A modified version of his response to the study, published in The Times this morning, is below:
Antidepressants Work – Really? A classic example of misrepresenting insignificant conclusions
Cipriani’s et al new article on whether antidepressants work has generated much excitement in the psychiatric community. The study has been represented by the Royal College of Psychiatrists as “finally putting to bed the controversy on anti-depressants”. This statement is irresponsible and unsubstantiated, as the study actually supports what we have already known for a long time, that differences between placebo and antidepressants are so minor that they are actually clinically insignificant, hardly registering at all in a person’s actual experience.

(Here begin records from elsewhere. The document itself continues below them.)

PR #1501, opened 2026-03-17
feat(massif): add massif geometry endpoints for map rendering

### LINKED ISSUE #1497: Add massif geometry endpoints for map display
# Add massif geometry endpoints for map display

## Summary

To display massifs on the interactive map (heatmap at low zoom, polygon layer with popups at high zoom), two new API endpoints are needed under the existing `/api/v1/geoloc/` namespace.

---

## Context

The frontend map currently supports:
- **Hexbin heatmap** (zoom < 13): one-time worldwide fetch of `[lng, lat]` coordinate arrays → D3-hexbin aggregates by cell
- **Bounded markers** (zoom ≥ 13): fetched on every `moveend` event using viewport bounds

Massifs have a `geogPolygon` (PostGIS MultiPolygon) that could be displayed as:
1. Centroid points feeding the heatmap at low zoom
2. Full polygon geometries with popups at higher zoom

---

### 1. Massif centroids — heatmap feed

```
GET /api/v1/geoloc/massifsCoordinates
```

**Strategy:** single worldwide fetch on page load, same as `entrancesCoordinates` and `networksCoordinates`.

**Query params:** none required.

**Response:**
```json
[[5.52, 44.91], [3.12, 43.20], ...]
```

Array of `[longitude, latitude]` — one point per massif, computed with `ST_Centroid`.

---

### 2. Massif polygons — bounded fetch with popup data

```
GET /api/v1/geoloc/massifs
```

**Strategy:** called by frontend on every `moveend` event when zoom ≥ threshold (suggested: zoom ≥ 8), with viewport bounding box.

**Query params:**

| Param | Type | Description |
|-------|------|-------------|
| `sw_lat` | float | South-West latitude |
| `sw_lng` | float | South-West longitude |
| `ne_lat` | float | North-East latitude |
| `ne_lng` | float | North-East longitude |
| `zoom` | int | Current zoom level |

**Backend filter:** return massifs whose geometry intersects the bounding box (`ST_Intersects`).

**Response:**
```json
[
  {
    "id": 42,
    "name": "Vercors",
    "geogPolygon": {
      "type": "MultiPolygon",
      "coordinates": [[[[5.4, 44.8], [5.6, 44.8], [5.6, 45.0], [5.4, 45.0], [5.4, 44.8]]]]
    },
    "entranceCount": 312,
    "networkCount": 28
  }
]
```

**Response fields:**

| Field | Type | Description |
|-------|------|-------------|
| `id` | int | Massif ID |
| `name` | string | Display name (default language) |
| `geogPolygon` | GeoJSON object | Parsed MultiPolygon (not a string) |
| `entranceCount` | int | Number of entrances in the massif |
| `networkCount` | int | Number of cave networks in the massif |

**Usage:** The frontend popup will display: name (linked to `/massif/{id}`), entrance count, network count.

---

## Summary Table

| Endpoint | Zoom trigger | Response format | Fetch strategy |
|----------|-------------|-----------------|----------------|
| `GET /geoloc/massifsCoordinates` | < threshold | `[[lng, lat], ...]` | Once on load (worldwide) |
| `GET /geoloc/massifs` | ≥ threshold | `[{id, name, geogPolygon, entranceCount, networkCount}]` | On every `moveend` |

---

## Backend Implementation Notes

- Pagination not required if the number of massifs per viewport stays reasonable (< a few hundred), which should be the case at the zoom level the polygons are displayed
- No authentication required (public read, same as other geoloc endpoints), but potentially the sensitive massifs should be excluded from the list

---

## Acceptance Criteria

- [ ] `GET /api/v1/geoloc/massifsCoordinates` returns `[[lng, lat], ...]` for all massifs with a defined polygon
- [ ] `GET /api/v1/geoloc/massifs` returns polygon + popup fields for massifs intersecting the given bbox
- [ ] `geogPolygon` is returned as a parsed GeoJSON object (not a raw string)
- [ ] Both endpoints respond within acceptable latency for the map use case

ClemRz:
## 🤔 What

Add two new public geolocation endpoints for massif map data:

- `GET /api/v1/geoloc/massifsCoordinates` — massif centroid coordinates for the hexbin heatmap at low zoom levels, backed by an in-memory snapshot cache
- `GET /api/v1/geoloc/massifs` — massif polygon geometries with popup metadata (name, entrance count, network count) for higher zoom levels

Closes #1497

## 🤷‍♂️ Why

The front-end map needs massif geometry data to render massif layers. At low zoom, centroids feed the hexbin heatmap. At higher zoom, full polygons with metadata enable clickable massif overlays with popup information.

### Service layer
- Added `getMassifsCoordinates()` and `getMassifsMap()` to `GeoLocService` using raw SQL with PostGIS spatial functions (`ST_Centroid`, `ST_Within`, `ST_Intersects`, `ST_AsGeoJSON`, `ST_Contains`)
- Created `MassifCoordinatesSnapshotService` mirroring `CoordinatesSnapshotService` — in-memory cache with stale-while-revalidate and single-flight guard
- The polygon query uses a single SQL statement with correlated subqueries for entrance/network counts and a `LEFT JOIN t_name` for the main name

### Controllers
- `find-massifs-coordinates.js`: snapshot-first with DB fallback, `Cache-Control` header
- `find-massifs.js`: direct DB query via `GeoLocService.getMassifsMap()`
- Both use `GeoLocService.checkAndGetCoordinatesParams()` for bbox validation
- Public access (`true` policy), no authentication required

### OpenAPI
- Added both endpoint definitions to `assets/swaggerV1.yaml` with full request/response schemas

## 🧪 Testing

```bash
PORT=1338 npm run test
```

New tests added (10 integration + 9 property tests):

**Route integration tests** (`test/integration/4_routes/Geoloc.test.js`):
- massifsCoordinates: 400 on missing params, 200 with valid bbox, empty array for no-match, no-auth access, Cache-Control header
- massifs: 400 on missing params, 200 with correct shape, geogPolygon is parsed object, empty array for no-match, no-auth access

**Property tests** (fast-check, 100 runs each):
- Property 1: Centroid computation matches direct ST_Centroid query
- Property 5: Response shape and GeoJSON parsing correctness
- Property 6: Only non-deleted massifs with non-null polygons returned
- Property 7: Every returned polygon intersects the requested bbox
- Property 8: Invalid bbox params rejected with 400
- Property 9: Name, entranceCount, networkCount match reference queries

**Service property tests** (`test/integration/1_services/`):
- Property 2: Centroid exclusion filtering
- Property 3: Snapshot bbox filter correctness
- Property 4: Snapshot load and stale-while-revalidate

## 📸 Previews

N/A — backend-only changes.

### DIFF
--- a/api/controllers/v1/entrance/import-rows.js
+++ b/api/controllers/v1/entrance/import-rows.js
@@ -153,7 +153,7 @@ module.exports = async (req, res) => {
 
   // Invalidate coordinates snapshot so newly imported entrances appear on the map
   if (requestResponse.successfulImport.length > 0) {
-    CoordinatesSnapshotService.clear();
+    CoordinatesSnapshotService.invalidate();
   }
 
   return res.ok(requestResponse);
--- a/api/controllers/v1/geoloc/find-entrances-coordinates.js
+++ b/api/controllers/v1/geoloc/find-entrances-coordinates.js
@@ -46,12 +46,16 @@ module.exports = async (req, res) => {
     }
 
     // Cache-Control header for all successful responses (AC 4.1)
+    // When lastRefreshed is null (snapshot not yet loaded), emit max-age=0
+    // to prevent CDNs from caching a DB-fallback response for the full TTL.
     const lastRefreshed = CoordinatesSnapshotService.getLastRefreshedAt();
     const ttl = CoordinatesSnapshotService.getTTL();
-    const age = lastRefreshed
-      ? Math.floor((Date.now() - lastRefreshed.getTime()) / 1000)
-      : 0;
-    res.set('Cache-Control', `public, max-age=${Math.max(ttl - age, 0)}`);
+    if (lastRefreshed) {
+      const age = Math.floor((Date.now() - lastRefreshed.getTime()) / 1000);
+      res.set('Cache-Control', `public, max-age=${Math.max(ttl - age, 0)}`);
+    } else {
+      res.set('Cache-Control', 'public, max-age=0');
+    }
 
     return res.json(result);
   } catch (e) {
--- a/api/controllers/v1/geoloc/find-massifs-coordinates.js
+++ b/api/controllers/v1/geoloc/find-massifs-coordinates.js
@@ -1,0 +1,44 @@
+const MassifCoordinatesSnapshotService = require('../../../services/MassifCoordinatesSnapshotService');
+const ErrorService = require('../../../services/ErrorService');
+const GeoLocService = require('../../../services/GeoLocService');
+
+module.exports = async (req, res) => {
+  const { southWestBound, northEastBound, errorMessage } =
+    GeoLocService.checkAndGetCoordinatesParams(req);
+
+  if (errorMessage !== '') return res.badRequest(errorMessage);
+
+  try {
+    // Try snapshot first
+    let result = MassifCoordinatesSnapshotService.getCoordinates(
+      parseFloat(southWestBound.lat),
+      parseFloat(southWestBound.lng),
+      parseFloat(northEastBound.lat),
+      parseFloat(northEastBound.lng)
+    );
+
+    if (result === null) {
+      // Snapshot not loaded yet — fallback to DB query
+      sails.log.info(
+        'MassifCoordinatesSnapshot not loaded yet, falling back to DB query'
+      );
+      result = await GeoLocService.getMassifsCoordinates(
+        southWestBound,
+        northEastBound
+      );
+    }
+
+    // Cache-Control header for successful responses
+    const lastRefreshed =
+      MassifCoordinatesSnapshotService.getLastRefreshedAt();
+    const ttl = MassifCoordinatesSnapshotService.getTTL();
+    const age = lastRefreshed
+      ? Math.floor((Date.now() - lastRefreshed.getTime()) / 1000)
+      : 0;
+    res.set('Cache-Control', `public, max-age=${Math.max(ttl - age, 0)}`);
+
+    return res.json(result);
+  } catch (e) {
+    return ErrorService.getDefaultErrorHandler(res)(e);
+  }
+};
--- a/api/controllers/v1/geoloc/find-massifs-coordinates.js
+++ b/api/controllers/v1/geoloc/find-massifs-coordinates.js
@@ -28,14 +28,17 @@ module.exports = async (req, res) => {
       );
     }
 
-    // Cache-Control header for successful responses
-    const lastRefreshed =
-      MassifCoordinatesSnapshotService.getLastRefreshedAt();
+    // Cache-Control header for successful responses.
+    // When lastRefreshed is null (snapshot not yet loaded), emit max-age=0
+    // to prevent CDNs from caching a DB-fallback response for the full TTL.
+    const lastRefreshed = MassifCoordinatesSnapshotService.getLastRefreshedAt();
     const ttl = MassifCoordinatesSnapshotService.getTTL();
-    const age = lastRefreshed
-      ? Math.floor((Date.now() - lastRefreshed.getTime()) / 1000)
-      : 0;
-    res.set('Cache-Control', `public, max-age=${Math.max(ttl - age, 0)}`);
+    if (lastRefreshed) {
+      const age = Math.floor((Date.now() - lastRefreshed.getTime()) / 1000);
+      res.set('Cache-Control', `public, max-age=${Math.max(ttl - age, 0)}`);
+    } else {
+      res.set('Cache-Control', 'public, max-age=0');
+    }
 
     return res.json(result);
   } catch (e) {
--- a/api/controllers/v1/geoloc/find-massifs.js
+++ b/api/controllers/v1/geoloc/find-massifs.js
@@ -1,0 +1,19 @@
+const ErrorService = require('../../../services/ErrorService');
+const GeoLocService = require('../../../services/GeoLocService');
+
+module.exports = async (req, res) => {
+  const { southWestBound, northEastBound, errorMessage } =
+    GeoLocService.checkAndGetCoordinatesParams(req);
+
+  if (errorMessage !== '') return res.badRequest(errorMessage);
+
+  try {
+    const result = await GeoLocService.getMassifsMap(
+      southWestBound,
+      northEastBound
+    );
+    return res.json(result);
+  } catch (e) {
+    return ErrorService.getDefaultErrorHandler(res)(e);
+  }
+};
--- a/api/services/CoordinatesSnapshotService.js
+++ b/api/services/CoordinatesSnapshotService.js
@@ -7,6 +7,11 @@
  *
  * State is stored in module-level variables (not on the exported object)
  * so that Sails' _.bindAll() cannot interfere with it.
+ *
+ * NOTE: If load() fails at bootstrap, there is no automatic retry.
+ * The DB fallback in the controller will handle requests correctly,
+ * but without the snapshot's performance benefit. A server restart
+ * is required to restore the in-memory snapshot.
  */
 
 const CommonService = require('./CommonService');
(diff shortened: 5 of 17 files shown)


Paul-AUB (changes requested):
# Code Review — `feat/massif-geometry-endpoints`

## Bugs / Correctness Issues

### 1. Cache-Control is `max-age=TTL` on DB fallback responses (boot window)

**File:** [api/controllers/v1/geoloc/find-massifs-coordinates.js](api/controllers/v1/geoloc/find-massifs-coordinates.js#L32)

When the snapshot has not yet been loaded (server just started), `getLastRefreshedAt()`
returns `null`. The controller treats `null` as age=0:

```js
const age = lastRefreshed
  ? Math.floor((Date.now() - lastRefreshed.getTime()) / 1000)
  : 0;                                  // ← 0 when snapshot not ready
res.set('Cache-Control', `public, max-age=${Math.max(ttl - age, 0)}`);
// → Cache-Control: public, max-age=86400
```

A client that hits the API during the boot window (typically a few seconds) receives a
live DB result with a 24-hour cache directive. If that client is a CDN, it will serve the
snapshot-free result for the next 24 hours.

**Suggestion:** When `lastRefreshed` is null (snapshot not yet loaded), emit `max-age=0`
or omit the `Cache-Control` header entirely.

### 2. `clear()` causes the same stale Cache-Control for fresh requests

**File:** [api/services/MassifCoordinatesSnapshotService.js](api/services/MassifCoordinatesSnapshotService.js#L118)

```js
clear() {
  lastRefreshedAt = null;   // ← reset to null, but coordinates kept
  load().catch(() => {});
},
```

`clear()` sets `lastRefreshedAt = null` but does not clear `coordinates`. The old
snapshot is still served while `load()` runs in the background (stale-while-revalidate).

The problem: the controller reads `getLastRefreshedAt()` to compute the Cache-Control
header. With `lastRefreshedAt = null`, it falls into the `age = 0` path and emits
`max-age=TTL` (e.g. `max-age=86400`) for data that could be up to one full TTL old.

Two independent fixes are needed:

- Either keep `lastRefreshedAt` at its previous value (not null) when doing a
  stale-while-revalidate, so the age continues to increase correctly.
- Or do not set the Cache-Control header based on `lastRefreshedAt` when coordinates
  were returned from a stale/fallback path.

---

## Design Concerns

### 3. `clear()` name and log message are misleading

**File:** [api/services/MassifCoordinatesSnapshotService.js](api/services/MassifCoordinatesSnapshotService.js#L118)

The log says `"MassifCoordinatesSnapshot cleared"` and the method is called `clear()`,
but the snapshot is not cleared — `isLoaded()` returns `true` and `getCoordinates()`
continues serving old data. The intent is a background revalidation, not a reset.

This creates confusion for any caller that calls `clear()` expecting the service to stop
serving stale data. Compare with `reset()` which actually clears state.

**Suggestion:** Rename to `invalidate()` or `scheduleRefresh()` and update the log to say
something like `"TTL invalidated, triggering background refresh"`.

### 4. Correlated subqueries in `MASSIFS_IN_BOUNDS` for `entranceCount` / `networkCount`

**File:** [api/services/GeoLocService.js](api/services/GeoLocService.js#L93)

```sql
(
  SELECT COUNT(e.id)::integer
  FROM t_entrance AS e
  WHERE e.is_deleted = false
    AND ST_Contains(m.geog_polygon::geometry, e.point_geom)
) AS "entranceCount",
```

Each matched massif triggers a separate `ST_Contains` scan over `t_entrance`. For a
bounding box covering a large region (e.g. all of France), this is O(massifs ×
entrances). Whether this is acceptable depends on the expected cardinality — worth
benchmarking on production data before shipping.

A lateral join or a pre-aggregated materialized view would avoid the repeated scans.

---

## Minor Issues

### 5. `fullLat` / `fullLng` branches use inclusive inequalities, general case uses exclusive

**File:** [api/services/MassifCoordinatesSnapshotService.js](api/services/MassifCoordinatesSnapshotService.js#L92)

```js
if (fullLat) {
  return coordinates.filter(
    (coord) => coord[0] >= swLng && coord[0] <= neLng  // inclusive
  );
}
return coordinates.filter(
  (coord) =>
    coord[0] > swLng && coord[0] < neLng &&            // exclusive
    coord[1] > swLat && coord[1] < neLat
);
```

The comment explaining strict inequalities only covers the general branch. The
`fullLat`/`fullLng` special cases silently use inclusive bounds without explanation. In
practice, coordinates sitting exactly on ±180° longitude or ±90° latitude don't exist in
cave data, so the divergence has no real-world impact — but a comment justifying the
asymmetry would prevent future confusion.

### 6. Empty test file committed

**File:** [test/integration/1_services/MassifCoordinatesSnapshotService.property.test.js](test/integration/1_services/MassifCoordinatesSnapshotService.property.test.js)

The file is 0 bytes. A test runner will collect it, report 0 tests, and give silent
false confidence. Either add a `describe` skeleton with `it.todo(...)` entries, or
delete the file until the tests are ready.

### 7. No automatic recovery from a failed initial snapshot load

**File:** [config/bootstrap.js](config/bootstrap.js)

If `load()` fails at bootstrap, `coordinates` stays `null` and there is no retry —
every request falls back to the DB for the lifetime of the process. This is safe but
means an availability event during server startup permanently degrades the endpoint
performance until the next restart.

Low severity since the DB fallback is correct and the boot failure is logged. Worth
documenting in the service's JSDoc so operators know a restart is needed to restore
the snapshot.

---

## Positive Points

- **`ORDER BY id ASC` added to all paginated dbSync queries** — Important correctness
  fix. Without a stable sort, `OFFSET`/`LIMIT` pagination can return duplicate or
  missing rows when the planner changes the execution plan between pages.

- **`MassifCoordinatesSnapshotService` stale-while-revalidate pattern** — The design
  (module-level state, `loadPromise` deduplication, background refresh on TTL expiry)
  is well-implemented and clearly commented. The note about Sails `_.bindAll()` is a
  good explanation for a non-obvious choice.

- **`resync-search.js` script** — Clean and focused. Minimal Sails boot (no views,
  sockets, or http hooks), `--export` flag, graceful `process.exit`. Well-documented in
  the README.

- **Log level standardisation** — `sails.log()` → `sails.log.info()` and `[dbSync]`
  prefix throughout makes production log filtering much easier.

- **`MassifCoordinatesSnapshotService.test.js`** — Solid coverage: load deduplication,
  stale-while-revalidate trigger, all bounding-box branches, TTL expiry, error path.

- **`massif.js` GROUP BY and duplicate `m.id` fixes** — Both are real correctness bugs
  fixed incidentally; worth calling out in the PR description.

---

## Summary Table

| # | Severity | File | Issue |
|---|----------|------|-------|
| 1 | Medium | `find-massifs-coordinates.js` | Cache-Control `max-age=TTL` during boot window (DB fallback) |
| 2 | Medium | `MassifCoordinatesSnapshotService.js` | `clear()` → `lastRefreshedAt=null` causes same stale Cache-Control |
| 3 | Low | `MassifCoordinatesSnapshotService.js` | `clear()` name/log imply empty state, but snapshot still served |
| 4 | Low | `GeoLocService.js` | Correlated subqueries for `entranceCount`/`networkCount` — O(n) per massif |
| 5 | Low | `MassifCoordinatesSnapshotService.js` | `fullLat`/`fullLng` use inclusive vs exclusive bounds, undocumented |
| 6 | Low | `MassifCoordinatesSnapshotService.property.test.js` | Empty test file |
| 7 | Info | `config/bootstrap.js` | No retry after failed initial load; restart required to restore snapshot |

ClemRz:

**1 Cache-Control `max-age=TTL` during boot window** ✅ Fixed
Both `find-massifs-coordinates.js` and `find-entrances-coordinates.js` now emit `max-age=0` when `lastRefreshed` is null, preventing CDNs from caching DB-fallback responses.

**2 `clear()` → `lastRefreshedAt=null` causes stale Cache-Control** ✅ Fixed
`invalidate()` (renamed from `clear()`) no longer resets `lastRefreshedAt`, so the controller computes a correct increasing age while the background refresh runs.

**3 `clear()` name/log misleading** ✅ Fixed
Renamed to `invalidate()` with accurate log message `"TTL invalidated, triggering background refresh"`. Updated all callers and tests.

**4 Correlated subqueries for `entranceCount`/`networkCount`** ⏳ Deferred
Agreed this is worth benchmarking on production data. Will profile separately and optimize if needed.

**5 `fullLat`/`fullLng` inclusive vs exclusive bounds undocumented** ✅ Fixed
Added comment explaining why full-range branches use inclusive bounds (no adjacent tile beyond geographic limits).

**6 Empty test file** ✅ Fixed
Deleted the 0-byte `MassifCoordinatesSnapshotService.property.test.js`.

**7 No retry after failed initial load** ✅ Fixed
Added JSDoc note to both snapshot services documenting that a restart is needed to restore the snapshot after a bootstrap failure.

Note: fixes for 1–3 and 5 were also applied to `CoordinatesSnapshotService` / `find-entrances-coordinates.js` which had the same patterns. Also fixed a flaky Property 8 test where `fc.double` produced subnormal values that broke URL serialization — switched to `fc.integer` for out-of-range arbitraries.

Paul-AUB (approved):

But even these clinically insignificant differences can be potentially accounted for by the way in which the data was analysed (artificially categorising people into ‘responders and non-responders’). We know this can inflate the difference between people on drug and people on placebo. Finally, as most people on the antidepressant would have experienced some noticeable physical or mental alterations, and as a consequence realised they are on the active drug, the placebo effect of the antidepressant would have been boosted, also helping explain these tiny differences away.
Furthermore, the study does not bury the controversy around the damaged caused by unnecessary long-term prescribing, the costs lost to the NHS, and the associated harms and disabling withdrawal effects these drugs elicit in many patients.
The study’s findings are also highly limited, and do not support increasing antidepressant prescribing or usage. The trials only covered short-term antidepressant usage (8 weeks) in people with severe or moderate depression. As clinicians do not prescribe these drugs for only 8 weeks (most people take antidepressants for many months and years), the study tells us nothing about their affects over the long or medium-term. In fact, there is no evidence that long-term use has any benefits, and in real world trials (STAR-D study) outcomes are very poor.
Finally, the authors were unable to obtain relevant unpublished data for many antidepressants. This is concerning given unpublished data is mostly characterised by its being overwhelmingly negative. If that unpublished data had been included it is possible the study would have found no benefit over placebo, or even lower efficacy than placebo for many drugs.